### RECORDED DATA

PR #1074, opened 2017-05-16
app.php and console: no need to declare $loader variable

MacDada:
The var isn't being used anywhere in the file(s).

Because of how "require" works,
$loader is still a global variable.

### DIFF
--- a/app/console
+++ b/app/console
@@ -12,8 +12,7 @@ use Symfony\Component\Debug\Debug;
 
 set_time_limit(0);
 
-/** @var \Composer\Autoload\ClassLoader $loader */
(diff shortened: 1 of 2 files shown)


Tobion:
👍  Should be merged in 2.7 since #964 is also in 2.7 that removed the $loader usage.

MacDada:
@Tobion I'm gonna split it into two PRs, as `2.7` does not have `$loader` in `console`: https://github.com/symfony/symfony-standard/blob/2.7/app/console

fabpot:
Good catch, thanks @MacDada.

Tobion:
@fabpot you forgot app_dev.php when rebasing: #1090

######

> [WHAT IS NEEDED]:
Scan the material above for "variable". Copy every line where it appears.

> [ANSWER BOX]:
app.php and console: no need to declare $loader variable
$loader is still a global variable.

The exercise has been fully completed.